Nikos Voutsis, Greece’s Interior Minister, said on Sunday that his country had ‘no money’ to repay a series of debt installments to the IMF. The repayments are to begin on June 5 and total a staggering 1.6 billion euros ($A2.3 billion).

Mr Nikos’ comments have sparked fresh concerns that Greece may be about to exit from the Eurozone.

IMF chief Christine Lagarde said, in the daily Frankfurter Allgemeine Zeitung, that should Greece choose this path their exit would not be ‘a walk in the park’; even then, their departure would not spell the end of the euro.

“It’s a complicated issue and it’s one that I hope Europeans will not have to face, because hopefully they will find a path to agree with the future of Greece within the Eurozone,” said Ms Lagarde in a statement intended to clarify her interview with the German newspaper.

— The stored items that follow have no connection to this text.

PR #22030, opened 2023-07-08
Fix #22029 ESIL for REP[Z] [BRANCH INSTR] ##esil 

### LINKED ISSUE #22029: repz ret ESIL
## Environment

Sat Jul  8 00:56:36 EDT 2023
radare2 5.8.9 31408 @ darwin-arm-64
birth: git.5.8.8-255-g5bae28e7cc 2023-07-07__16:18:46
commit: 5bae28e7cc6e9f17f6e089ab003b7d1b08acac1e
options: gpl -O2 cs:5 cl:2 make
Darwin arm64

## Description

In capstone 5 the bytes f3c3 are decoded as `repz ret` instead of `ret`. This leads the x86 analysis to produce the ESIL `rcx,!,?{,BREAK,},rsp,[8],rip,=,8,rsp,+=,rcx,--=,0,GOTO` which is incorrect as it should still be treated as a simple `ret`. Most significantly when `rcx` is 0 the ret instruction is effectively skipped leading to false control flow. 

I will fix this in the morning. Not sure how yet.

aemmitt-ns:

**Description**

Fix #22029 an issue with `repz ret` instruction which should not actually have the ESIL for the REP prefix as it is undefined for non-string instructions like `ret`. The `repz` prefix only serves to create a single 2 byte `ret` instruction for branch prediction optimization as noted [here](https://repzret.org/p/repzret/). Specifically these changes remove the `rep` ESIL for any of the control flow instruction types also excluded from `repne` already.

### DIFF
--- a/libr/arch/p/x86/plugin_cs.c
+++ b/libr/arch/p/x86/plugin_cs.c
@@ -2452,8 +2452,7 @@ static void anop_esil(RArchSession *as, RAnalOp *op, ut64 addr, const ut8 *buf, 
 	}
 
 	// AMD K8 optimization lead some compilation to emit REPZ RET which should be treated as RET
-	ut32 ignore_op_mask = (R_ANAL_OP_TYPE_UJMP | R_ANAL_OP_TYPE_CALL | R_ANAL_OP_TYPE_RET) & ~1;
-	if (op->prefix & R_ANAL_OP_PREFIX_REP && !(op->type & ignore_op_mask)) {
+	if (op->prefix & R_ANAL_OP_PREFIX_REP && op->type != R_ANAL_OP_TYPE_RET) {
 		r_strbuf_prepend (&op->esil, ",!,?{,BREAK,},");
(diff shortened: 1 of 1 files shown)


aemmitt-ns:
hmm looks like it broke some `rep ...` instructions that it shouldn't have. gonna mark as draft and fix

aemmitt-ns:
i feel like the repne ESIL exclusion is also probably wrong for the same reason 

`(R_ANAL_OP_TYPE_MOV & (R_ANAL_OP_TYPE_UJMP | R_ANAL_OP_TYPE_CALL | R_ANAL_OP_TYPE_RET)) != 0`

but idk how often this is emitted. i assume this fix is here for a reason so i am gonna leave it alone.

aemmitt-ns:
oh damn i wrote that code

trufae:
Good finding! Definitely this was a regression after updating to capstone5! Thanks for taking care of this issue and testing it properly!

Ms Lagarde also rejected an assertion by Athens that a deal had been brokered with its creditors.

“It is very unlikely that we’ll reach a comprehensive solution in the coming days.

The IMF is holding firm on not providing Greece with further funds until the debtor nation makes clear its pledges on reform and repayment.

“We have rules. We have principles,” said Lagarde. “There will be no half-baked program review.”

“Any country that doesn’t meet its commitment with the Fund,” said IMF spokesman William Murray, “is declared in arrears and they have no access to IMF funding.” He added that he expected Athens to honour its repayments.